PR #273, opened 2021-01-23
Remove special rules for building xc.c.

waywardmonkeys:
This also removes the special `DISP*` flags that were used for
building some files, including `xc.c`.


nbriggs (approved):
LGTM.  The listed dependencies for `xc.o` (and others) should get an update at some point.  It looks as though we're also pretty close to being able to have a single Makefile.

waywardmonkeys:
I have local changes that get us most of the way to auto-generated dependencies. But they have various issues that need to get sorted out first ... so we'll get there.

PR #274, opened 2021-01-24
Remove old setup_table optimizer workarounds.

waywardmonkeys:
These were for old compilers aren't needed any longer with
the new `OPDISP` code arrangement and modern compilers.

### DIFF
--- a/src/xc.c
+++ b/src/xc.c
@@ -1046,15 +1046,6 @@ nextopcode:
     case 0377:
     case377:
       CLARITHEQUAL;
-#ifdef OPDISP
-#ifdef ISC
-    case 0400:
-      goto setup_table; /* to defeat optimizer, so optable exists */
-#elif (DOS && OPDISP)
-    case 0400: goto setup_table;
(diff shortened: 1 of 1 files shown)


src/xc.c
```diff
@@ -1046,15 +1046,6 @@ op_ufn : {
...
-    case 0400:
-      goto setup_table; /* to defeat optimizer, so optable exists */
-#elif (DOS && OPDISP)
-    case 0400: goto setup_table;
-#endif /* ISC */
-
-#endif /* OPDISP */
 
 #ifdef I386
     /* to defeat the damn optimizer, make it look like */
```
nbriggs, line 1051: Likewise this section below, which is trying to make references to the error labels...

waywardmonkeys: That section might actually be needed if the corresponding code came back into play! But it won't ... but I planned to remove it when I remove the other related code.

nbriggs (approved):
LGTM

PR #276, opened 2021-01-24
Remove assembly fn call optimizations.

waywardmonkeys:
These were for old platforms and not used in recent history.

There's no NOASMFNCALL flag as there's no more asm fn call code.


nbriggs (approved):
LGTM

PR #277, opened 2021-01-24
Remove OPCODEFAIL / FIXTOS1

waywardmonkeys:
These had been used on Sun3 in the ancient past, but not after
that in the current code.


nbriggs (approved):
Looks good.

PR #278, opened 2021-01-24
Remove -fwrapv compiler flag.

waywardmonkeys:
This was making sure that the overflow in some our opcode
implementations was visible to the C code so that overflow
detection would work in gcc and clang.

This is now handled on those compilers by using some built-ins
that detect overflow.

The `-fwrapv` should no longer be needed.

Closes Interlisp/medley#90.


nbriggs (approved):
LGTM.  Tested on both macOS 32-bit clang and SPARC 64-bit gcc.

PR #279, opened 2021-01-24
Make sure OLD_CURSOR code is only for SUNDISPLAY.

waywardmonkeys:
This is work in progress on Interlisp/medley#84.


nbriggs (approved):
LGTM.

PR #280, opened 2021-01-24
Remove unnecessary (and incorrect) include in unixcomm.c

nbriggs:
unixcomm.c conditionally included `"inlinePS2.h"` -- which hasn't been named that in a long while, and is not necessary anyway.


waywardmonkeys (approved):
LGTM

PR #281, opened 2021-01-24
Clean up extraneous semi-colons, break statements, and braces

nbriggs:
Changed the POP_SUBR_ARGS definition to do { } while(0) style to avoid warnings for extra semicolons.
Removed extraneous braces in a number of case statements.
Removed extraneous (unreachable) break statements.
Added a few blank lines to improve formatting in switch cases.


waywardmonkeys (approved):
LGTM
──────────────────────────────
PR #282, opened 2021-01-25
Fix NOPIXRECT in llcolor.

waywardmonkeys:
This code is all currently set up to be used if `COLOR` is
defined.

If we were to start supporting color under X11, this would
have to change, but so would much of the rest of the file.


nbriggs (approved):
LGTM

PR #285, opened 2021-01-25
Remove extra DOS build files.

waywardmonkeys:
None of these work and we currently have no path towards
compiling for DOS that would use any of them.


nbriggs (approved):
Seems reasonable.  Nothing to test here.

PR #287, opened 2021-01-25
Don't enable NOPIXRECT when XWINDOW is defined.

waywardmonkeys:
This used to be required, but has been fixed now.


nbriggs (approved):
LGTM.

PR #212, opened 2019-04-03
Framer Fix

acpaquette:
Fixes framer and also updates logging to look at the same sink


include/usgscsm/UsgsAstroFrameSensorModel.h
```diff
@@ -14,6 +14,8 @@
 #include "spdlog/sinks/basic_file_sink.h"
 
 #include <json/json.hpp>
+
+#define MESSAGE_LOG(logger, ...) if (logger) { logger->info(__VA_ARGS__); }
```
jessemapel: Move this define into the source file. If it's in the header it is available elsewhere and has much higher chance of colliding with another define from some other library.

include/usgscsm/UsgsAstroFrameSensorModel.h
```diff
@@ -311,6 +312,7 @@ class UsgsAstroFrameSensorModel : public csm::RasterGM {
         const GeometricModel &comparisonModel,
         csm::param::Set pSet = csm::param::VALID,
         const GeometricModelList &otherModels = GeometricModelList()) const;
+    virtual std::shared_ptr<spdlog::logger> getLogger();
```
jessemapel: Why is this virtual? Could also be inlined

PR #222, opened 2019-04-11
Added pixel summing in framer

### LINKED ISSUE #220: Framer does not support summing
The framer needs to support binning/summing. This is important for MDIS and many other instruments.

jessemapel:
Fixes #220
──────────────────────────────
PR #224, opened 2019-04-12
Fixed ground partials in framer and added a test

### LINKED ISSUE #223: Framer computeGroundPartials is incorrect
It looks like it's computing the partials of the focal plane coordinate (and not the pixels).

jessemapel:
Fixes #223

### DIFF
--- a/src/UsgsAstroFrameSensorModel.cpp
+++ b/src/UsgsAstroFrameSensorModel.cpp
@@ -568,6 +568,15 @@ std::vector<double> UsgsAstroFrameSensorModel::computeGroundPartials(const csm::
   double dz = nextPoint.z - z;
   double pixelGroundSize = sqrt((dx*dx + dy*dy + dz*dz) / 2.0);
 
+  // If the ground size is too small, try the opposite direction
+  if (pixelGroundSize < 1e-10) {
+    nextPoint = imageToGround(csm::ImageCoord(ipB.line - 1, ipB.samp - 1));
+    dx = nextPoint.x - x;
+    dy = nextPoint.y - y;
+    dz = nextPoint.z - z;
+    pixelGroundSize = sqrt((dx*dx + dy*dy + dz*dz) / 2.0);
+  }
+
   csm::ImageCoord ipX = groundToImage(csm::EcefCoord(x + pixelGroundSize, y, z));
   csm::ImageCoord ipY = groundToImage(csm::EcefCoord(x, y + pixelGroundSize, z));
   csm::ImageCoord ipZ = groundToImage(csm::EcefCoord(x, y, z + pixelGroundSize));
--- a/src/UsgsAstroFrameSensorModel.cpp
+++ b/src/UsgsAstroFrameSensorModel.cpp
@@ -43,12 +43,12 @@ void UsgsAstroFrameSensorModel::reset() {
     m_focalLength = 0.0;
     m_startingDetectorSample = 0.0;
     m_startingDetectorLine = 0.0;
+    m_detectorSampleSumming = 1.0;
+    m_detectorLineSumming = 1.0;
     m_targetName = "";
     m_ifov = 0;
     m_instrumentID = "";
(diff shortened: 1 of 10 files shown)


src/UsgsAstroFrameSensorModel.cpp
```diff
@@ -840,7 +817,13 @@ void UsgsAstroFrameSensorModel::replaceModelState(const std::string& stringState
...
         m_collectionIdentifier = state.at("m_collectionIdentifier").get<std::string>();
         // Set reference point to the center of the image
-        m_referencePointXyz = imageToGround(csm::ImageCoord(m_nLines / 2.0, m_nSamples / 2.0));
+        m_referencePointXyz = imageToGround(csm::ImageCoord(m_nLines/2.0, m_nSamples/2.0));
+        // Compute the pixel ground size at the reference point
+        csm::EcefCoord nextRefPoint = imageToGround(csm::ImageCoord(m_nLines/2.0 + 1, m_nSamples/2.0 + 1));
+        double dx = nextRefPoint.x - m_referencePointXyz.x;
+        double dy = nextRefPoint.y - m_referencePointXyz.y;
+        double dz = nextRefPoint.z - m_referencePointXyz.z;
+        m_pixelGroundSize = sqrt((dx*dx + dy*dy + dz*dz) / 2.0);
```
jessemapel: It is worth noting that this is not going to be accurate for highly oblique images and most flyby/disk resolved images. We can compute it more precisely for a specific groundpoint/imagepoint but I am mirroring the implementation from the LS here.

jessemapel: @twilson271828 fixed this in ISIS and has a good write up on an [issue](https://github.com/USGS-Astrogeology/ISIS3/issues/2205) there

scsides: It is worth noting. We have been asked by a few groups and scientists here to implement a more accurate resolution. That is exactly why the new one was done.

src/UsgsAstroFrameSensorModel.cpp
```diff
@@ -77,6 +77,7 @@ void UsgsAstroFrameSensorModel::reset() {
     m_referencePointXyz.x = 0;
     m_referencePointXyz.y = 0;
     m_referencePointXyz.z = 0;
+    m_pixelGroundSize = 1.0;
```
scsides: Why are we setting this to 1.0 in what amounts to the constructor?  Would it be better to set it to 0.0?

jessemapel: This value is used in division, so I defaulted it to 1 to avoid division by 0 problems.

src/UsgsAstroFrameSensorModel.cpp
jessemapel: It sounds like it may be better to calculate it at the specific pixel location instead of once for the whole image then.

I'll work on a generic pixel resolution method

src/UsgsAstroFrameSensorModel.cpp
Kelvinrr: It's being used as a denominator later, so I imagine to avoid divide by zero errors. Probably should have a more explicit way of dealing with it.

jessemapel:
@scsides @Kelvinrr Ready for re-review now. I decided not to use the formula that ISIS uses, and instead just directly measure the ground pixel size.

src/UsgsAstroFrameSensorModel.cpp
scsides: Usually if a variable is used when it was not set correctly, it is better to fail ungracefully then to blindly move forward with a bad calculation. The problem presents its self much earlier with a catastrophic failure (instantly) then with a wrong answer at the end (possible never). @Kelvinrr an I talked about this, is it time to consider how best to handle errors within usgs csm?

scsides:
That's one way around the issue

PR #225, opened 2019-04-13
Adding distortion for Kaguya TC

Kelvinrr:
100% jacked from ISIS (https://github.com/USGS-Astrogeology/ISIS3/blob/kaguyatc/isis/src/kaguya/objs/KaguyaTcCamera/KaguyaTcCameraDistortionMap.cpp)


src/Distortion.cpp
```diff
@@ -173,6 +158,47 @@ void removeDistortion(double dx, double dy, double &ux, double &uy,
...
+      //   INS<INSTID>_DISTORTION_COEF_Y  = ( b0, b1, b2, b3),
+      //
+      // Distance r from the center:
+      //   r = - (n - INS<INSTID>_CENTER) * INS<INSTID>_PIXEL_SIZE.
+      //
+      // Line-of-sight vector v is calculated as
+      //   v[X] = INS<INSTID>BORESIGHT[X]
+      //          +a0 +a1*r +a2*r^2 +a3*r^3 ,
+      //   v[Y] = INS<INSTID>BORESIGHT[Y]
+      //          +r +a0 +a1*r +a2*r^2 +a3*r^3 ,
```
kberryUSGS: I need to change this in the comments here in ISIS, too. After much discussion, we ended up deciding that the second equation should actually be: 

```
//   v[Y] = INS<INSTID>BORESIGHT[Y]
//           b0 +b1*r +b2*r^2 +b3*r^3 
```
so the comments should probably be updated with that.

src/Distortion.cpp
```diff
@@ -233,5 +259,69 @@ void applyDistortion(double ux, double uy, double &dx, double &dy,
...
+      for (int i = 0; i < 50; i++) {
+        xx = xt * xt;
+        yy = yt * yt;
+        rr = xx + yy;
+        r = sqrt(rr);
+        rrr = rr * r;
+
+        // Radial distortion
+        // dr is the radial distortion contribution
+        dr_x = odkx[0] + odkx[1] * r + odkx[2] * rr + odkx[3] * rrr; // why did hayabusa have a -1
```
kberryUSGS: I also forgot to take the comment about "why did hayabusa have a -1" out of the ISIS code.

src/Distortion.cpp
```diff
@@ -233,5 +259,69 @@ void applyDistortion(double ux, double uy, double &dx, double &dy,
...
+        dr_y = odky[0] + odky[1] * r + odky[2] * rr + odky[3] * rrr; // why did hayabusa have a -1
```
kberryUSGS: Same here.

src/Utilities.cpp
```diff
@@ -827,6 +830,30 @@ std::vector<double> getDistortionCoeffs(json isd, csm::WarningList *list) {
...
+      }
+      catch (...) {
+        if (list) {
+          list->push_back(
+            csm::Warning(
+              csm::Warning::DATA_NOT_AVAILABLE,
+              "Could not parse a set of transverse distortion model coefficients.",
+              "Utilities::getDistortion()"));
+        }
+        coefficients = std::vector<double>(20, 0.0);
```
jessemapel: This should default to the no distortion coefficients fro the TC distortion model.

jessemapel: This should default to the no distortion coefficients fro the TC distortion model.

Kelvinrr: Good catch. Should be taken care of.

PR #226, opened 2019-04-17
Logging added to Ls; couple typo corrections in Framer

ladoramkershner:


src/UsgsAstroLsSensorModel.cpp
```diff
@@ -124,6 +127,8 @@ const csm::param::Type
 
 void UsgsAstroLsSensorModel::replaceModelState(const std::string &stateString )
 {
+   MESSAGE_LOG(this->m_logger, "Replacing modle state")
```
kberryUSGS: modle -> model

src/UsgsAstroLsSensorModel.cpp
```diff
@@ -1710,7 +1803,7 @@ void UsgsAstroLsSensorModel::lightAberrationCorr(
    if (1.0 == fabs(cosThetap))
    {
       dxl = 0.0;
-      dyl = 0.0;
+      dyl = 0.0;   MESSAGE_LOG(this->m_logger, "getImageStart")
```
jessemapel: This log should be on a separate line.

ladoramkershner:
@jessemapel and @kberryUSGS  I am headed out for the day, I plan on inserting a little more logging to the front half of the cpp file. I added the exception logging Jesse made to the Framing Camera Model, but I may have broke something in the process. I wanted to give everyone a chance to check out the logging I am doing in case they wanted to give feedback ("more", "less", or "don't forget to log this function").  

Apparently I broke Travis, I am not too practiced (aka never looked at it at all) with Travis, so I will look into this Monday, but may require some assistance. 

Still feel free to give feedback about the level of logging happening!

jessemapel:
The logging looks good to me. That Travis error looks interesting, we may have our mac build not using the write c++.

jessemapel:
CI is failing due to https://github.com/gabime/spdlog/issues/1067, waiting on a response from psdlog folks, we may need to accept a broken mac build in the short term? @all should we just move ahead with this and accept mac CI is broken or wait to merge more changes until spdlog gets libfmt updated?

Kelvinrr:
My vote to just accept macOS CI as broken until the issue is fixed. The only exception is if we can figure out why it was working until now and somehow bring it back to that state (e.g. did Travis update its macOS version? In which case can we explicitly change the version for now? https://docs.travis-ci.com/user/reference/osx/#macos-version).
──────────────────────────────
Return, from the material above, each line holding the string "braces".

• Answer for this exercise
Clean up extraneous semi-colons, break statements, and braces
Removed extraneous braces in a number of case statements.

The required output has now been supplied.